Gazing across the ice toward the Adler Planetarium

This part of the lakefront trail is safe, but there are closures farther north due to ice and waves. As it turned out, the most threatened I felt yesterday had nothing to do with my expedition, but instead was when a driver on my left cut right in front of me from behind, with only a few feet to spare, when there was no other traffic – baffling, as if he or she never saw me to begin with – and this was on the way home about half a mile from my house. Luckily I have brakes and a horn which work, the latter of which I rarely use. I think driving has become more precarious altogether in the last couple of years – perhaps due to the Great Collective Distraction: ____________. Don’t ask which one I’m referring to, you can fill in the blank as needed.

Finally, Pine Siskins

After reading about the irruption of Pine Siskins for weeks, I kept wondering how I could have possibly missed seeing them.
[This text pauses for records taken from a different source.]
PR #173, opened 2024-08-16
feat(react-utils): add new createSvgIcon helper

maeertin:
There are many ways of working with svg's and so this helper is not intended to be the one and only solution. However, it is a handy little helper to quickly get started.

### DIFF
--- a/packages/react-utils/src/createSvgIcon.tsx
+++ b/packages/react-utils/src/createSvgIcon.tsx
@@ -1,0 +1,58 @@
+import {
+  forwardRef,
+  memo,
+  type ComponentPropsWithoutRef,
+  type ForwardedRef,
+  type ReactNode,
+} from 'react'
+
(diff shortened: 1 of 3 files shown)


packages/react-utils/src/createSvgIcon.tsx
```diff
@@ -0,0 +1,58 @@
...
+  type ForwardedRef,
+  type ReactNode,
+} from 'react'
+
+/**
+ * Create a new SVG icon component.
+ *
+ * @param path - The SVG path to render.
+ * @param displayName - The display name of the icon.
+ * @param viewBox - The viewBox of the SVG.
```
adamsoderstrom, line 14: **nitpick:** change to `viewBox`

adamsoderstrom (approved):
LGTM!
Have added one nitpick.

PR #174, opened 2024-08-19
feat(react-hooks): add new `react-hooks` package

maeertin:
Created an empty scaffold for a new `react-hooks` package where we can start gathering useful hooks we want to publish.


maeertin:
Closing this PR as we've decided make hooks part of the `react-utils` package.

The species showed up in my yard for the first time in January of this year and I fondly remembered their cheery presence. I thought I might have seen one or two last week but I couldn’t be sure, and had to discount it as wishful thinking. Then last Sunday morning as I stood on the back porch, there they were. Only two of them, but they were all I needed to restore my faith in something. They didn’t stay long. Maybe they were playing hooky from some large flock somewhere.

The House Sparrows outnumber everybody else, of course.

Last Saturday was the first time I dared go out with my usual camera setup. The camera weighs two pounds and the lens is another three and a half. It doesn’t sound like a lot of weight but it’s dense and massive. Then there’s the issue of adjusting the focus with my left hand. My fingers are still slightly swollen and stiff, and I can’t maneuver entirely without pain. But I am in the painful stage of physical therapy now so I may as well enjoy my suffering and take pictures.

I had come to see if there were Sandhill Cranes – and there were, a few – but the skies were dominated by Canada Geese. Unfortunately the owners of the surrounding farms were hunting them. I didn’t see any fall from the sky but I wasn’t looking either, it was bad enough to hear the gunshots. Something else to think about when I visit this place in the fall.